Among medical indexes, mortality is a familiar projection in the assessment of the burden of diseases. But this aim needs reliable death registry systems which reports death statistics, annually and accurately. Besides, the analysis of death statistics subject to misclassification is a major problem in epidemiological analysis.¹ Although the World Health Organization (WHO) has encouraged member states to introduce systems of death registration involving medical certification of the cause of death, the misclassification or underestimation of mortality data is still happened in official statistics, most of them in developing countries.
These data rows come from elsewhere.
PR #570, opened 2025-05-21
Much Faster Push Implementation

oflatt:
Previously, the push implementation cloned the entire egraph... including previously pushed egraphs

So a sequence of n pushes took `O(n^2 * size_of_initial_egraph)` space
This PR fixes that so it takes n * size_of_initial_egraph space

### DIFF
--- a/src/lib.rs
+++ b/src/lib.rs
@@ -429,7 +429,7 @@ impl FromStr for RunMode {
 pub struct EGraph {
     pub parser: Parser,
     names: check_shadowing::Names,
-    prev_egraph: Box<Option<Self>>,
+    prev_egraph: Option<Box<Self>>,
     unionfind: UnionFind,
     pub functions: IndexMap<Symbol, Function>,
     rulesets: IndexMap<Symbol, Ruleset>,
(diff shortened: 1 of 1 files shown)


src/lib.rs
```diff
@@ -429,7 +429,7 @@ impl FromStr for RunMode {
 pub struct EGraph {
     pub parser: Parser,
     names: check_shadowing::Names,
-    egraphs: Vec<Self>,
+    prev_egraph: Box<Option<Self>>,
```
Alex-Fischman, line 432: nit: `pushed_egraph` gives more clarity to readers without context

nit: `Box<Option<T>>` should usually be `Option<Box<T>>`, so there's no heap alloc for None

src/lib.rs
```diff
@@ -496,7 +496,11 @@ impl EGraph {
     }
 
     pub fn push(&mut self) {
-        self.egraphs.push(self.clone());
+        let mut prev_prev: Box<Option<Self>> = Default::default();
+        std::mem::swap(&mut self.prev_egraph, &mut prev_prev);
```
Alex-Fischman, line 500: nit: can you just use `Option::take` here?

Alex-Fischman (approved):
Just some nits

Bayesian approach received much attention in the case of misclassification for mortality data. Whittemore and Gong incorporated supplemental data on both true and fallible disease and used this approach to estimate cervical cancer mortality rates in Poisson regression⁴ and Sposto et al.⁵ developed this likelihood to assess the effect of diagnostic misclassification on non-cancer and cancer mortality dose–response. Stamey et al.¹ provided a Bayesian approach, which extends the models of Whittemore & Gong⁴ and Sposto et al.⁵ But their technique dose not assumes that the misclassification parameters are known. Also, the prior information on the misclassification parameters would be used instead of validation data.² They used this Bayesian approach in data consisting of the number of deaths due to cancer and non-cancer among residents of Hiroshima and Nagasaki, Japan. We derived an extension of models proposed by Stamey et al.¹ to correct and account for misclassification in cancer mortality data.⁸ Suppose there are two sample groups for death classification; $y_{1} = {[y_{11}, y_{21}, ..., y_{r 1}]}^{'}$ and $y_{2} = {[y_{12}, y_{22}, ..., y_{r 2}]}^{'}$ where r is the covariate pattern, y₁ is the exact cause of death and y₂ is the misclassified group in which the cause of death in the first group was incorrectly labeled, and $y_{1} ~ P o i s s o n (P_{i} μ_{i 1})$ and $y_{2} ~ P o i s s o n (P_{i} μ_{i 2})$ in which μ_i is the observed rate of death mortality for the covariate pattern in Stamey et al.¹ approach, there is a possibility of two way incorrectly labeled but in our approach, just one group supposed to be misclassified because of the nature of real data). Let θ be the probability that an observation from group 1 is incorrectly labeled in group 2. If the actual rate of death for each group (unknown) is supposed to be as λ_i, the relation between actual rate and observed rate can be written in following form; $μ_{i 1} = λ_{i 1} (1 - θ)$ and $μ_{i 2} = λ_{i 2} + λ_{i 1} θ$ .

The joint distribution of the observable mortality data in this case of misclassification is proportional to; $\prod_{i = 1}^{r} [λ_{i 1} {(1 - θ)}^{y_{i 1}}] {[λ_{i 2} + λ_{i 1} θ]}^{y_{i 2}} \exp {- P_{i} [λ_{i 1} (1 - θ)] - P_{i} [λ_{i 2} + λ_{i 1} θ]}$

To perform Bayesian inference, one can assume beta prior distribution for the misclassified parameter, i.e. $θ ~ b e t a (a, b)$

Because θ is an unknown parameter, we employed a latent variable approach according to Paulino et al.,^9,¹⁰ Liu et al.¹¹ and Stamey et al.¹ to simplify the full conditional models and estimate the posterior distribution using a Gibbs sampling algorithm. In this case, we define $U_{i} | β_{1}, β_{2}, θ, y_{1}, y_{2} ~ B i n o m i a l (y_{i 2}, P_{i})$ to be the number of counts from the first group incorrectly labeled as being in the misclassified group. So; $P_{i} = \frac{λ_{i 1} θ}{λ_{i 1} θ + λ_{i 2}}$ and finally the posterior appears in the following form; $θ | β_{1}, β_{2}, U_{i 1}, y_{1}, y_{2} ~ b e t a (\sum_{i} U_{i 1} + a, \sum_{i} y_{i 2} + b)$

This approach was employed to correct the misclassification in cancer mortality data.^12,¹³ In the absence of double sampling or valid data, Bayesian approach would be a good alternative to eliminate the effects of misclassification for mortality data, typically for death statistics of developing countries, which data are subject to misclassification or under-reporting. Bayesian technique is flexible and easily handled by computational analysis.